Parts of your query cannot use indexes: (BERN1.DOB_DAY -
BERN2.DOB_DAY) < 2 cannot possibly use any index (in your original
query, you use the same field twice, but I expect this to just be a
spelling mistake), but it is simple to change to something that may
use an index. This may be the needle if I'm in a haystack, but quite
frankly - it is just guessing without any PLANs and knowledge about
your indexes (normally, the problem is either using too many or too
few indexes, for once I guessed on using too few).

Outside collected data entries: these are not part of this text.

PR #293, opened 2023-08-17
Remove PTofRE implementations from source. Tests pass on my p9 darwin…

dholladay00:
… node.

## PR Summary
As discussed with @Yurlungur, this function was the sole reason for very excessive GPU compile times. The singular place it was used was replaced with an equivalent functionality. It does not appear to be used anywhere else. 

This PR removes `PTofRE` function. I'd like to hear from folks downstream, @jdolence @jhp-lanl do you foresee issues with the removal of this function to downstream use cases and/or future use cases (PT table equivalent for example @jhp-lanl?)

## PR Checklist

### DIFF
--- a/doc/sphinx/src/using-eos.rst
+++ b/doc/sphinx/src/using-eos.rst
@@ -549,10 +549,3 @@ returns the density at which pressure is minimized for a given
 temperature. This is again useful for root finds.
 
 Finally the method
-
-.. cpp:function:: void PTofRE(Real &rho, Real &sie, Real *lambda, Real &press, Real &temp, Real &dpdr, Real &dpde, Real &dtdr, Real &dtde) const;
-
-returns pressure and temperature, as well as the thermodynamic
-derivatives of pressure and temperature with respect to density and
-specific internal energy, as a function of density and specific
-internal energy.
--- a/doc/sphinx/src/using-eos.rst
+++ b/doc/sphinx/src/using-eos.rst
@@ -547,5 +547,3 @@ root finder to meaningful bound the root search. Similarly,
 
 returns the density at which pressure is minimized for a given
 temperature. This is again useful for root finds.
-
-Finally the method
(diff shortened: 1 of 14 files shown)


Yurlungur:
To add some context, this function was originally written as a convenience for the flag-type PTE solver. But the current solvers don't use this function, and the same functionality is available as a collection of calls, or through FillEos. 

While I believe we may need functions that compute quantities given Pressure as an input, this function doesn't provide it. So I see this as just removing code that (a) we don't need and shouldn't continue to maintain and (b) apparently slows compile times way down for some reason.

Yurlungur (approved):
The list of files changed doesn't seem like the entire list of Eoses and modifiers. Let's just make sure we got them all.

dholladay00:
> The list of files changed doesn't seem like the entire list of Eoses and modifiers. Let's just make sure we got them all.

I found things to remove via grep, so I think things that didn't include probably relied on the base implementation.

jhp-lanl:
Obviously not a blocker for this MR: I'd like to understand _why_ this was so bad at some point though so that we know what we can't feasibly do in the CRTP base class. Like is it a problem to call multiple class member functions there? Or is it a combination of that with the parallel for in the vector version? I suppose we'll find out whenever we try something that drastically increases compilation times 🙃

doc/sphinx/src/using-eos.rst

So I suggest you try to change to
select
count(*)
from BERN1
JOIN BERN2 ON BERN1.GENDER = BERN2.GENDER
WHERE
(
(
BERN1.DOB_YEAR = BERN2.DOB_YEAR
AND
(
BERN1.DOB_MO = BERN2.DOB_MO OR
BERN1.DOB_DAY = BERN2.DOB_DAY OR
BERN1.DOB_MO = BERN2.DOB_DAY
)
)
AND /* THIS IS THE PROBLEM LINE *****************/
(
BERN1.DOB_DAY BETWEEN BERN2.DOB_DAY-1 AND BERN2.DOB_DAY+1 AND
BERN1.DOB_MO = BERN2.DOB_MO AND
BERN1.DOB_YEAR = BERN2.DOB_YEAR
)
);
Actually, I'd normally put the DOB_YEAR outside the "problem area",
but if you use combined indexes rather than single field indexes, this
may be a very bad idea - so I didn't change that bit.

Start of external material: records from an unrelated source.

PR #295, opened 2023-08-19
Fast logs in stellar collapse

Yurlungur:
## PR Summary

For a while, I've been meaning to pull the fast logs code through the stellar collapse EOS model, as well as the singularity-opac models. This PR implements the first part of that. I thread fast logs through the stellar collapse eos. A few notes:

- `StellarCollapse` supports reading either `sp5` files or `h5` files in original stellar collapse format. I maintain that capability, and add machinery to re-interpolate the the stellar collapse files to the new fast log grid. That said, this means loading from h5 files will be even slower, and loading from sp5 files for production is highly recommended.
- I cleaned up the docs a little bit.
- The README was getting pretty out of sync with the build docs. I just removed all non-essential information.

## PR Checklist


Yurlungur:
FYI @brryan @AstroBarker

singularity-eos/base/fast-math/logs.hpp
```diff
@@ -67,11 +67,53 @@
...
+double fastpow2(const double x) {
+  // Magic numbers constexpr because C++ doesn't constexpr reinterpret casts
+  // these are floating point numbers as reinterpreted as integers.
+  // as_int(1.0)
+  constexpr long long int one_as_int = 4607182418800017408;
+  // as_int(2.0) - as_int(1.0)
+  constexpr double scale_up = 4503599627370496;
+  return as_double(static_cast<long long int>(x*scale_up) + one_as_int);
+}
+*/
```
brryan, line 115: Will these functions be uncommented later?

singularity-eos/eos/eos_stellar_collapse.hpp
```diff
@@ -158,6 +159,8 @@ class StellarCollapse : public EosBase<StellarCollapse> {
     return 0;
   }
   static inline unsigned long max_scratch_size(unsigned int nelements) { return 0; }
+  // NOTE: The logs here are table logs. SO when fast logs are
+  // enabled, these are fast logs.
```
brryan, line 163: Should not-really-log functions be private methods for internal lookups only? Pretty nasty bug if someone accidentally uses these elsewhere in their own code thinking they are logs.

doc/sphinx/src/models.rst
```diff
@@ -1277,10 +1277,13 @@ average atomic mass ``Abar`` and atomic number ``Zbar`` for heavy
...
-``TMin()``, ``TMax()``, ``YeMin()``, ``YeMax()``, ``sieMin()``, and
-``sieMax()``, which all return a ``Real`` number. The ``l`` prefix
-indicates log base 10.
+functions ``rhoMin()``, ``rhoMax()``, ``TMin()``, ``TMax()``,
+``YeMin()``, ``YeMax()``, ``sieMin()``, and ``sieMax()``, which all
+return a ``Real`` number.
+
+.. warning::
+    As with the SpinerEOS models, the stellar collapse models use fast
+    logs.
```
brryan, line 1286: Is fast log a configurable compile time option? If so should that option be documented here?

singularity-eos/eos/eos_stellar_collapse.hpp
```diff
@@ -819,23 +879,61 @@ inline void StellarCollapse::readBounds_(const hid_t &file_id, const std::string
...
+      }
+    }
+  }
+  // loop through a second time and copy
+  for (int i = 0; i < numYe_ * numT_ * numRho_; ++i) {
+    tab(i) = scratch(i);
+  }
+  tab.setRange(2, YeGrid_);
+  tab.setRange(1, lTGrid_);
+  tab.setRange(0, lRGrid_);
```
brryan, line 936: Does this function deserve a unit test? I'm assuming you already checked it for accuracy elsewhere

brryan (approved):
Some questions but I'll approve now.

AstroBarker (approved):
Thanks @Yurlungur ! LGTM

README.md
```diff
@@ -9,135 +9,6 @@ A collection of closure models and tools useful for multiphysics codes.
...
-| Quantity                  | Alternate names      | Units         |
-| ------------------------- | -------------------- | ------------- |
-| Mass density              | rho                  | g cm^-3       |
-| Temperature               | temperature          | K             |
-| Specific Internal Energy  | sie, Internal Energy | erg g^-1      |
-| Pressure                  |                      | erg cm^-3     |
-| Specific Heat             |                      | erg g^-1 K^-1 |
-| Bulk Modulus              |                      | erg cm^-3     |
-| Gruneisen Parameter       |                      |               |
-
```
dholladay00, line 140: Were these all out of date @Yurlungur ? In general it seems like a good idea to direct people to the docs rather than have to keep a readme and docs up to date.

doc/sphinx/src/getting-started.rst
```diff
@@ -11,12 +11,13 @@ At it's most basic, you can download and compile ``singularity-eos`` with:
   cd singularity-eos
   mkdir bin
   cd bin
-  cmake ..
+  cmake -DSINGULARITY_FORCE_SUBMODULEMODE=ON -DSINGULARITY_USE_FORTRAN=OFF ..
```
dholladay00, line 14: I think we should also direct to the location where more detailed configure/build information is supplied.

doc/sphinx/src/getting-started.rst
```diff
@@ -11,12 +11,13 @@ At it's most basic, you can download and compile ``singularity-eos`` with:
...
   make -j 
   make install # optional: install into directory defined via CMAKE_INSTALL_PREFIX
 
 This will downloady singularity-eos with no optional dependencies and
-compile the capabilities available in that form.
+compile the capabilities available in that form. For more details, see
+our build page.
```
dholladay00, line 20: Oh I see it now, could we provide a link to that page?

singularity-eos/base/fast-math/logs.hpp
dholladay00: I second this question. It is best practice not to include commented code unless there is a good reason to include it.

dholladay00:
How does this perform both speed/accuracy vs the previous implementation @Yurlungur ?

singularity-eos/base/fast-math/logs.hpp
Yurlungur: The integer aliasing code is faster---but I didn't feel confident uncommenting it now, until I have a better understanding of implications on all systems we care about. I'd also need to add single-precision overloads if needed, as the magic numbers for single-precision are different.

I can remove it again if y'all prefer.

singularity-eos/eos/eos_stellar_collapse.hpp
Yurlungur: I left these in by accident---meant to remove them. They're already gone from the docs.

doc/sphinx/src/models.rst
Yurlungur: It is. I'll add a comment to that effect.

singularity-eos/eos/eos_stellar_collapse.hpp
Yurlungur: You mean `setRange`? That's comprehensively tested in `spiner`.

README.md
Yurlungur: Some of them were not out of date, but I just figured keeping everything in one place is better.

doc/sphinx/src/getting-started.rst
Yurlungur: I'll add one

singularity-eos/base/fast-math/logs.hpp
brryan: I see. Interesting that it's faster -- what about uncommenting these functions but requiring that they be explicitly enabled by a compile time flag? `HIGH_RISK_MATH=ON` or something. That would also make it easier to test on platforms of interest. Could also for now add a check that forces failure if running in single precision mode.

mauneyc-LANL: why `KOKKOS_` and not `PORTABILITY_` ?

Yurlungur: > I see. Interesting that it's faster -- what about uncommenting these functions but requiring that they be explicitly enabled by a compile time flag? `HIGH_RISK_MATH=ON` or something. That would also make it easier to test on platforms of interest. Could also for now add a check that forces failure if running in single precision mode.

I can do that.

> why KOKKOS_ and not PORTABILITY_ ?

Because I screwed up when copy-pasting. I'll fix it.

singularity-eos/eos/eos_stellar_collapse.hpp
Yurlungur: Oh---no I haven't carefully tested it. It probably does deserve its own unit test, though.

singularity-eos/base/fast-math/logs.hpp
```diff
@@ -67,11 +67,53 @@
...
+}
+
+KOKKOS_FORCEINLINE_FUNCTION
+auto as_int(double f) {
+  return *reinterpret_cast<long long int*>(&f);
+}
+KOKKOS_FORCEINLINE_FUNCTION
+auto as_double(long long int i) {
+  return *reinterpret_cast<double*>(&i);
+}
```
mauneyc-LANL, line 92: (this isn't very significant) I was curious about this, took a look: https://godbolt.org/z/GWGdGGvKj

If there's something I'm missing I would be interested.

singularity-eos/base/fast-math/logs.hpp
Yurlungur: Adding `USE_HIGH_RISK_MATH` option and changing from `KOKKOS_` to `PORTABLE_`.

singularity-eos/eos/eos_stellar_collapse.hpp
Yurlungur: Added a test.

Yurlungur:
@dholladay00 @jhp-lanl @brryan I believe all comments have been addressed.

> How does this perform both speed/accuracy vs the previous implementation @Yurlungur ?

In principle, there's no error due to the fast log gridding. However, reinterpolation introduces an error proportional to 1/(ngrid points0^2. Performance improvement of P(rho, T) is a factor of a few, similar to what we saw with the SpinerEOS for sesame tables. T(rho, e) shows a 20% or so performance improvement.

dholladay00:
@Yurlungur it looks like the python tests are failing. Could be some of the stellarcollapse changes weren't propagated.

Yurlungur:
> @Yurlungur it looks like the python tests are failing. Could be some of the stellarcollapse changes weren't propagated.

Yep I see. That's exactly what it is. I'll take a look.

Yurlungur:
Thanks for the fix @dholladay00 ! I'll go ahead and merge this then.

I've never done any work on tables with 30 million rows, but I often
join two or three tables with about 1 million rows each. What matters
is how unique indexes you can use for the joining. I would never join
that many records on fields like - say - COUNTRY, whereas joining on
almost unique fields like PERSON is a piece of cake.
HTH,
Set
optimizer, without them it feels like looking for the needle in the
haystack - without knowing where the haystack is! (ok, I am
exaggerating a bit)
Looking at your query, I notice two things.

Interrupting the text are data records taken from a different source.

PR #4904, opened 2016-03-28
Revert to use only a single worker by default on outputs

andrewvc:
The move to auto-scale output workers was great in theory, but a lot of outputs
just weren't built to support it well, they often used too many resources or had
logical errors.

### DIFF
--- a/logstash-core/lib/logstash/pipeline.rb
+++ b/logstash-core/lib/logstash/pipeline.rb
@@ -37,6 +37,8 @@ module LogStash; class Pipeline
     :config_str,
     :original_settings
 
+  DEFAULT_OUTPUT_WORKERS = 1
+
   DEFAULT_SETTINGS = {
     :default_pipeline_workers => LogStash::Config::CpuCoreStrategy.maximum,
     :pipeline_batch_size => 125,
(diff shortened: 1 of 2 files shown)


logstash-core/lib/logstash/pipeline.rb
```diff
@@ -469,7 +469,7 @@ def plugin(plugin_type, name, *args)
   end
 
   def default_output_workers
-    @settings[:pipeline_workers] || @settings[:default_pipeline_workers]
+    1
```
suyograo: Can we make this a constant?

suyograo:
LGTM

logstash-core/lib/logstash/pipeline.rb
```diff
@@ -37,6 +37,8 @@ module LogStash; class Pipeline
     :config_str,
     :original_settings
 
+  DEFAULT_OUTPUT_WORKERS = 1
+
   DEFAULT_SETTINGS = {
```
jsvd: any reason not to place DEFAULT_OUTPUT_WORKERS in the DEFAULT_SETTINGS hash?

untergeek:
LGTM™ too.

logstash-core/lib/logstash/pipeline.rb
andrewvc: I'd rather not have defaults in there in general. I think we should probably pull `default_pipeline_workers` out of there IMHO.

andrewvc: Just to clarify, I think its confusing that we have dynamic settings and defaults in that hash. Defaults make more sense as constants IMHO.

You use SQL-89 and not SQL-92.
In your case it doesn't matter much, it is cleaner with SQL-92 and may
make things easier for whichever components you use (my experience is
limited to IBO, and I know that with SQL-89 you often have to specify
one extra attribute called JoinLinks). Though this is not the cause of
your problem.
Parts of your query cannot use indexes: (BERN1.DOB_DAY -
BERN2.DOB_DAY) < 2 cannot possibly use any index (in your original
query, you use the same field twice, but I expect this to just be a
spelling mistake), but it is simple to change to something that may
use an index. This may be the needle if I'm in a haystack, but quite
frankly - it is just guessing without any PLANs and knowledge about
your indexes (normally, the problem is either using too many or too
few indexes, for once I guessed on using too few).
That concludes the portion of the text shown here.